**Work instructions**
Restate, word for word, every line of the data.

**Task data**
Issue #739, opened 2017-12-20
[Core]Glyph of the second talent can not be used


pklloveyou:
Description: Glyph of the second talent can not be used

Current behavior: You can not use the glyphs in the first game unless you learn the second talent unless you return to the game again

Expected behavior: Glyphs must be learned simultaneously with two talents and two talents online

**Task output**
Issue #739, opened 2017-12-20
[Core]Glyph of the second talent can not be used


pklloveyou:
Description: Glyph of the second talent can not be used

Current behavior: You can not use the glyphs in the first game unless you learn the second talent unless you return to the game again

Expected behavior: Glyphs must be learned simultaneously with two talents and two talents online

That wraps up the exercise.